When I burst into tears after an argument, Guido shook his head.
'I'm sorry,' I said, seeing his annoyed expression. I sniff ed loudly but a drop of snot fell onto my lip. I wiped it with my hand.
He looked away in disgust.
'Well, haven't you ever cried?'
'Not since I was a little boy,' he said. 'In my 'ouse, crying was a sign of weakness.'
Guido liked to keep his room private, too, but I had to venture in at least once a week to clean. One Saturday morning when I was vacuuming, I found another letter from James Heartacher on his bed. I was examining it, looking at the date, when he burst into the room.
'What are you doing in here?' he yelled above the roar of the vacuum.
I turned it off and held the letter out to him. 'Could you read it to me?'
Guido looked shocked, as if I'd asked to watch him peeing or picking his nose. He said nothing, just snatched it from me and tore it into little pieces.
'Christ, why won't you let me see?' I said. 'We're living together! I want to know about your life!'
'Why can't you stai zitta?' He took a step towards me. He was shouting, his face savage. 'Shut up for once!' He kicked the bed. 'Always with your nose in my things.
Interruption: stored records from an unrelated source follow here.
PR #4802, opened 2026-03-01
fix: report error in `DeleteManifest` when `Delete` returns `ErrDigestUnsupported`

joonas:
I believe the prior implementation intended to combine the case for handling `digest.ErrDigestUnsupported` and `digest.ErrDigestInvalidFormat` errors, but inadvertently it ended up skipping over the error instead.

This fixes the handling.

I had also considered explicitly handling `digest.ErrDigestUnsupported` by itself as:
```go
		case digest.ErrDigestUnsupported:
			imh.Errors = append(imh.Errors, errcode.ErrorCodeDigestInvalid)
			return
```

But given that there probably isn't a more appropriate error code for `ErrDigestUnsupported`, this seems like a reasonable alternative.

I'm quite certain I've actually ran into this issue in production previously, but didn't think to look into the underlying issue deeply enough to come across this.

### DIFF
--- a/registry/handlers/manifests.go
+++ b/registry/handlers/manifests.go
@@ -461,8 +461,7 @@ func (imh *manifestHandler) DeleteManifest(w http.ResponseWriter, r *http.Reques
 	err = manifests.Delete(imh, imh.Digest)
 	if err != nil {
 		switch err {
-		case digest.ErrDigestUnsupported:
-		case digest.ErrDigestInvalidFormat:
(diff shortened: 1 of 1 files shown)


milosgajdos:
PTAL @thaJeztah

milosgajdos (approved):
PTAL @thaJeztah since you deal with engine, so Im curious what effect this could have. Change LGTM

justincormack (approved):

Cazzo, you're everywhere! Why can't you leave me alone?'
My heart was thumping with fright. I ran out into the garden and leant my forehead against the cool metal of the Hills hoist. Guido's pyjama leg flapped soft on my cheek. I closed my eyes and breathed in the comfort of lemon soap. When I came back in, Guido was standing at the sink, unwrapping a sausage of salame. 'Is not bad, this sorpresa.'
I said nothing.
'What is the matter, you don like it? The sorpresa?'
'I'm not used to . . . arguments. You shouting at me.'
Guido shrugged. 'But was not an argument – you call this argument? There were no arguments in your 'ouse?' He grinned. 'Must be the Anglo-Saxon way again. Everyone must to be nice all the time.'
'No, but—'
'We jus have different opinions, cara, is okay. I'm sorry if you don like the way I espress myself . . .'
That gave me courage. Sorry. 'Well,' I began, taking a deep breath, 'it's just that the way you react to this Heartacher man, I think he can't just be boring. I mean, you wouldn't tear someone up for that small crime.' Or shout at me so frighteningly, I thought, looking down at my shoe.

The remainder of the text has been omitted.